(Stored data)
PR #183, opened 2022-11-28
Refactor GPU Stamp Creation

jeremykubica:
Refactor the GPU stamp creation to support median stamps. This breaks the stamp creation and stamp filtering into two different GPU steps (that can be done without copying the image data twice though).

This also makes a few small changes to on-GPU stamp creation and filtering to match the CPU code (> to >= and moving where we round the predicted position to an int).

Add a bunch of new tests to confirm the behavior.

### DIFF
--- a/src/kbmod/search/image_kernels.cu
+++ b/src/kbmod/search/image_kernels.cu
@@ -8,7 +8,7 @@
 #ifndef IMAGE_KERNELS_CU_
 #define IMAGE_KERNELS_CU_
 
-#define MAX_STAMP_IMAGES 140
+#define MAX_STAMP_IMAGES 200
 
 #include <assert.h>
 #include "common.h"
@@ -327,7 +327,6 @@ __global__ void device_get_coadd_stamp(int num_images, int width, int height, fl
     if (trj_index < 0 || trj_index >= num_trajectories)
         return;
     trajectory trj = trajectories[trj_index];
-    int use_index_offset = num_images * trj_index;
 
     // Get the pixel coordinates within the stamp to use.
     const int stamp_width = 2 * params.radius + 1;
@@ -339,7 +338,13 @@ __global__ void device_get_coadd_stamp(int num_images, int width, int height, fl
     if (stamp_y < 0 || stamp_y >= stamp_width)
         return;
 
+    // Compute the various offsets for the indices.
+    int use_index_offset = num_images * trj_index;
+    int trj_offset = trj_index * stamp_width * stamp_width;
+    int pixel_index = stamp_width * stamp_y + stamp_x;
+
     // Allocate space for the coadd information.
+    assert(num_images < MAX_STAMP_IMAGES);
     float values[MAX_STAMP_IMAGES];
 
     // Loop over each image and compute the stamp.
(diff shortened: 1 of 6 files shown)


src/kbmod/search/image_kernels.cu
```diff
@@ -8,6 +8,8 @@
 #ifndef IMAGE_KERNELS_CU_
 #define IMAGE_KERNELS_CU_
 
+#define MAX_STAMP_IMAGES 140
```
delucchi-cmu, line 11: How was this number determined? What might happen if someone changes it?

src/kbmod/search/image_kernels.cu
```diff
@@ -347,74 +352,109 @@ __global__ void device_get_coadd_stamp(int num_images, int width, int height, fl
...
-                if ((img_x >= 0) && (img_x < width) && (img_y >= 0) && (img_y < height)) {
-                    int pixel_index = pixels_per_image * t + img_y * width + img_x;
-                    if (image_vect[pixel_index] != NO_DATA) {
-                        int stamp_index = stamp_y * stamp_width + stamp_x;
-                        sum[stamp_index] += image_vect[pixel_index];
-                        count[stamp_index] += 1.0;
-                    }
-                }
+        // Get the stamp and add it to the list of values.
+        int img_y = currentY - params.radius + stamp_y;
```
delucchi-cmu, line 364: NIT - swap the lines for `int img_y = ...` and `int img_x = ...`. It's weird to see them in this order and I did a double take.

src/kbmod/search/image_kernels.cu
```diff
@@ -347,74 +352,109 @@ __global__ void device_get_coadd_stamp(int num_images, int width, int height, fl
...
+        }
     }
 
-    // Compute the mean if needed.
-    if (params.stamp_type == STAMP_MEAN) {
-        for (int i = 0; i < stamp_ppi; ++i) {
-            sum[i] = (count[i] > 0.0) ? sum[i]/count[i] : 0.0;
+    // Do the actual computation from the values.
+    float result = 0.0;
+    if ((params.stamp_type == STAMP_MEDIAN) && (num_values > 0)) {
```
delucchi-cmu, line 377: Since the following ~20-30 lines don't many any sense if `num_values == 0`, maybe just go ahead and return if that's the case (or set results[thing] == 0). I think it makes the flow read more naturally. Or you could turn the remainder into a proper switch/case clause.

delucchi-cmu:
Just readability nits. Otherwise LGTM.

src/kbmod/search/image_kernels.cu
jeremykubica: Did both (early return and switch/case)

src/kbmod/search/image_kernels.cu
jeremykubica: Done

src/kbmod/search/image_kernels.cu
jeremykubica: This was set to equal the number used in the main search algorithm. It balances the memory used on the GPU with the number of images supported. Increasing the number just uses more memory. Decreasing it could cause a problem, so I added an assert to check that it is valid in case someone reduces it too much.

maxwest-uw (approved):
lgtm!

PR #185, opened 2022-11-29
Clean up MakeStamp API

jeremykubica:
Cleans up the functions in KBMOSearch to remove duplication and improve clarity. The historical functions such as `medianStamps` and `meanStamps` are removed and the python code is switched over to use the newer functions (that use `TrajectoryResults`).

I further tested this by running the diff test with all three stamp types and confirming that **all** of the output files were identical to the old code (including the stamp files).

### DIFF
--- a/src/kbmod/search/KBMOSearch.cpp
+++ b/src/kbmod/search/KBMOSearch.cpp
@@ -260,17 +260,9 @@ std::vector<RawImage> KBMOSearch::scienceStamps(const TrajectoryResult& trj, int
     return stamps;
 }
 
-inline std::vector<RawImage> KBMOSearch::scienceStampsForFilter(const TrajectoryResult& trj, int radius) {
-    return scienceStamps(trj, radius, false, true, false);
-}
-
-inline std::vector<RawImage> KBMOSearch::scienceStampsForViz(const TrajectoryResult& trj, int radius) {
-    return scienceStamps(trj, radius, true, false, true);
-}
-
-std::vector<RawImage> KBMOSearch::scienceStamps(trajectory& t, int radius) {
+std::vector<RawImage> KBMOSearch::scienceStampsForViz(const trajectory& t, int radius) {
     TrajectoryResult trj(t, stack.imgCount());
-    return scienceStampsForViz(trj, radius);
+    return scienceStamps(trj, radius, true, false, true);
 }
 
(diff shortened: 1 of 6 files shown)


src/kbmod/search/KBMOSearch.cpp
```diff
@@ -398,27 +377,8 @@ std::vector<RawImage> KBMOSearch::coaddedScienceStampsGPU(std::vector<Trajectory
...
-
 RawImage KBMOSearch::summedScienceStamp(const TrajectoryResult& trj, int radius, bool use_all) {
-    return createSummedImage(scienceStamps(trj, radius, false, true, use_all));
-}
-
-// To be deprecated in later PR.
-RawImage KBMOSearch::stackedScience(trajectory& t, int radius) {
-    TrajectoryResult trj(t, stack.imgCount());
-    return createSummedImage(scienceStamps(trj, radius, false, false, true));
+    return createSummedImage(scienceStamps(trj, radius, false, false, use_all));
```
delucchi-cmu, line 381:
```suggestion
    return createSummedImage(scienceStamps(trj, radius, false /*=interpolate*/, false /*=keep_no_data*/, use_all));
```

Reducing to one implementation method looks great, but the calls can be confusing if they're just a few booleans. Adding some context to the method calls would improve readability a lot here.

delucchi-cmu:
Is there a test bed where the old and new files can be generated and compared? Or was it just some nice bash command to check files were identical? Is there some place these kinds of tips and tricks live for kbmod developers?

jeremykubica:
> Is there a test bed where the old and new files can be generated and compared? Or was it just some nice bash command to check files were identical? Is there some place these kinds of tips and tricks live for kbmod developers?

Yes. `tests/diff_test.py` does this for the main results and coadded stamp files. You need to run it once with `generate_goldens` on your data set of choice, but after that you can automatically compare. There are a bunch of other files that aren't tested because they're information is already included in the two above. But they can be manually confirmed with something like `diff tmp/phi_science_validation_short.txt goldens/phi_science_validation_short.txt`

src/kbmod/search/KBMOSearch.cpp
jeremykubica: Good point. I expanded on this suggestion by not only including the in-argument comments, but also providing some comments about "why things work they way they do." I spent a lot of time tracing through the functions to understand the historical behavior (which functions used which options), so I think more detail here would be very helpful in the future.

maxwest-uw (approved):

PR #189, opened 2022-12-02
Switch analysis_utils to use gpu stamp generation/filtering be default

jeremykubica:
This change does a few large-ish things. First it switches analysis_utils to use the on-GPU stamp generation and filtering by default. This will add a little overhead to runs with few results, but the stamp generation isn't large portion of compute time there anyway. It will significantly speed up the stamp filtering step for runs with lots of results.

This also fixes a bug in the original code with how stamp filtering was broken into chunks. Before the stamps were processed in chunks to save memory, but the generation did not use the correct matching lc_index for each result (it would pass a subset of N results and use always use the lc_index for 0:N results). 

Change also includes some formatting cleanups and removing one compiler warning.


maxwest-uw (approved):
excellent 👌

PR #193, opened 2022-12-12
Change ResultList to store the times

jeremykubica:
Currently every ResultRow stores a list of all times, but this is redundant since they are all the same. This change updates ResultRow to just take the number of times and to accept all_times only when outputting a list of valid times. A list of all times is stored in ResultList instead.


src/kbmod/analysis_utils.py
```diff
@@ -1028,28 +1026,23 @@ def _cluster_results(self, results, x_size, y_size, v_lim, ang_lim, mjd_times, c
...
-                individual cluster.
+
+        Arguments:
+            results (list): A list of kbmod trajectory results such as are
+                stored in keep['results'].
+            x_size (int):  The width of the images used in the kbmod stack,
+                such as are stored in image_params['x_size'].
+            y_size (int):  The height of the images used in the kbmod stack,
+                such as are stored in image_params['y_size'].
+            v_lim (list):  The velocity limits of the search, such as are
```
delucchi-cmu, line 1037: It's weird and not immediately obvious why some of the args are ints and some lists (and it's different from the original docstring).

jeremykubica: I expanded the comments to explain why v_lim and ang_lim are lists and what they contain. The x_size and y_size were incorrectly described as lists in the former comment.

* **ABOUT THIS TASK**:
Within the data above, the span starting at the line containing "Clean up MakeStamp API" and ending at the line containing "KBMOSearch::scienceStamps(trajectory& t, int" is to be retyped exactly, with no other lines.

* **EXERCISE RESULT**:
Clean up MakeStamp API

jeremykubica:
Cleans up the functions in KBMOSearch to remove duplication and improve clarity. The historical functions such as `medianStamps` and `meanStamps` are removed and the python code is switched over to use the newer functions (that use `TrajectoryResults`).

I further tested this by running the diff test with all three stamp types and confirming that **all** of the output files were identical to the old code (including the stamp files).

### DIFF
--- a/src/kbmod/search/KBMOSearch.cpp
+++ b/src/kbmod/search/KBMOSearch.cpp
@@ -260,17 +260,9 @@ std::vector<RawImage> KBMOSearch::scienceStamps(const TrajectoryResult& trj, int
     return stamps;
 }
 
-inline std::vector<RawImage> KBMOSearch::scienceStampsForFilter(const TrajectoryResult& trj, int radius) {
-    return scienceStamps(trj, radius, false, true, false);
-}
-
-inline std::vector<RawImage> KBMOSearch::scienceStampsForViz(const TrajectoryResult& trj, int radius) {
-    return scienceStamps(trj, radius, true, false, true);
-}
-
-std::vector<RawImage> KBMOSearch::scienceStamps(trajectory& t, int radius) {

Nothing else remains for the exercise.